[Source records]
◆ ◆ ◆

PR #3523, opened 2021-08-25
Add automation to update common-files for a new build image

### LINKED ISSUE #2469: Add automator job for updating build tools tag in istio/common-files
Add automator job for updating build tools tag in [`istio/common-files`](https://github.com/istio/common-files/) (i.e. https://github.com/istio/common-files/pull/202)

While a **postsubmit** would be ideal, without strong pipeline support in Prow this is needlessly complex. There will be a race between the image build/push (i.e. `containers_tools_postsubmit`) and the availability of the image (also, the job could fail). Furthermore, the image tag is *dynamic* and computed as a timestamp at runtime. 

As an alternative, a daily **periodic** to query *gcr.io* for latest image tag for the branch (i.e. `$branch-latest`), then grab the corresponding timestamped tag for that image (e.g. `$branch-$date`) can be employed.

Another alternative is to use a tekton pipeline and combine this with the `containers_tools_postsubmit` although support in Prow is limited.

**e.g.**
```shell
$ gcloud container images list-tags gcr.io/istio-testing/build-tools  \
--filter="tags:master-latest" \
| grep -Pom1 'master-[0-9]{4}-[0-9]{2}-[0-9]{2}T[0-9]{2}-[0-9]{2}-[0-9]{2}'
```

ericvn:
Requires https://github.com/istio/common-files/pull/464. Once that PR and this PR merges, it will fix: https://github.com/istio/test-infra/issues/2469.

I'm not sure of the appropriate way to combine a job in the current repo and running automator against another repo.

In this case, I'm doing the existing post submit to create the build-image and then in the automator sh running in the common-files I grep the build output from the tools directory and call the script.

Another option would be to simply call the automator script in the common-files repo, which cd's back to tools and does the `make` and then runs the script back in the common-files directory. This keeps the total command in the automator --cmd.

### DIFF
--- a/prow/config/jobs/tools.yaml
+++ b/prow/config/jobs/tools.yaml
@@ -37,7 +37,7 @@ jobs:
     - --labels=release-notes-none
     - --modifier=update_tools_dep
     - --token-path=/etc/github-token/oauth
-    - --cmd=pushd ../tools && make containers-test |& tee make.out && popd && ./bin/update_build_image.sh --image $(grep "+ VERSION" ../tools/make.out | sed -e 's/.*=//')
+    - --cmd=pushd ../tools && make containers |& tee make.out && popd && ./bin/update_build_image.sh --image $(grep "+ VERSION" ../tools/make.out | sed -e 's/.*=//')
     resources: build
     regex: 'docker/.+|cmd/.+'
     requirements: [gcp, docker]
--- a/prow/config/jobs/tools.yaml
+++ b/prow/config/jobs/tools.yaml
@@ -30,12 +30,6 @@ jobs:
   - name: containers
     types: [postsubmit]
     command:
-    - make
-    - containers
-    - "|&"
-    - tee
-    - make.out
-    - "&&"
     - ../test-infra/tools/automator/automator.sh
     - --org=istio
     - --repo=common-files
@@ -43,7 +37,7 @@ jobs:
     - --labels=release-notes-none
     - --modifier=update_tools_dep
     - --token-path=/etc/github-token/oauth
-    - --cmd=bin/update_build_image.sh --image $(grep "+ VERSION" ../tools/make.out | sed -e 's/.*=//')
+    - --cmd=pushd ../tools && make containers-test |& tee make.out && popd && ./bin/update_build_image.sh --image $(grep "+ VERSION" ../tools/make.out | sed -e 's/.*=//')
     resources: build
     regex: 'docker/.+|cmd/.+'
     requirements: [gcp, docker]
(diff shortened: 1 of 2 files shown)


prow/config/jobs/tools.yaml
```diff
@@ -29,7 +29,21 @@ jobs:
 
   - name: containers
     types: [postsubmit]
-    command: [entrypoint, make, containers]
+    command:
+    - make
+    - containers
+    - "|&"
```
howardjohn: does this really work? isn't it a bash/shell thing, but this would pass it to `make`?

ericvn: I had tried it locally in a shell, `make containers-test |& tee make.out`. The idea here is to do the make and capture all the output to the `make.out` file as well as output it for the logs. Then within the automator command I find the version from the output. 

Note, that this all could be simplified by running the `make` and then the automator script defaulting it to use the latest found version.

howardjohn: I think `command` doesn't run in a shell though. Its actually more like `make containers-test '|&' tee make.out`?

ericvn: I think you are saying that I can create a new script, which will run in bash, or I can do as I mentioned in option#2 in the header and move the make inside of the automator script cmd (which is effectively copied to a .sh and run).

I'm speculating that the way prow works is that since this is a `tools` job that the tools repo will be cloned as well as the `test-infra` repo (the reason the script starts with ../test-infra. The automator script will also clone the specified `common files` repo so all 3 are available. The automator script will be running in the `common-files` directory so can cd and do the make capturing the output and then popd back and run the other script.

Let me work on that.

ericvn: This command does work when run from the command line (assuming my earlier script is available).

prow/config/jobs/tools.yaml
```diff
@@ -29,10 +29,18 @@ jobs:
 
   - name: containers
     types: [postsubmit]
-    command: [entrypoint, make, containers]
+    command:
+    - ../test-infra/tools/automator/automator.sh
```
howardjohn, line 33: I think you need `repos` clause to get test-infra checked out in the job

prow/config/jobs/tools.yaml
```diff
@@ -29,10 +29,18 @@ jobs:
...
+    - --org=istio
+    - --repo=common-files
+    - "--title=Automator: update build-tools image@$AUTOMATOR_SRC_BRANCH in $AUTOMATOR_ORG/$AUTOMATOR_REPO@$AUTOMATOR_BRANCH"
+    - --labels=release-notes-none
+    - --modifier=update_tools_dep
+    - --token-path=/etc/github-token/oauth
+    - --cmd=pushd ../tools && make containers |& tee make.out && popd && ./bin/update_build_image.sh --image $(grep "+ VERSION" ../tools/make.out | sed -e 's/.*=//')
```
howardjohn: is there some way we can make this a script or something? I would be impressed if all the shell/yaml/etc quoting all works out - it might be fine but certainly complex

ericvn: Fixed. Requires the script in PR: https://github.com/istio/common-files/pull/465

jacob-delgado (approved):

◆ ◆ ◆

Check each line above for the string "which" and return those that contain it.

Another option would be to simply call the automator script in the common-files repo, which cd's back to tools and does the `make` and then runs the script back in the common-files directory. This keeps the total command in the automator --cmd.
ericvn: I think you are saying that I can create a new script, which will run in bash, or I can do as I mentioned in option#2 in the header and move the make inside of the automator script cmd (which is effectively copied to a .sh and run).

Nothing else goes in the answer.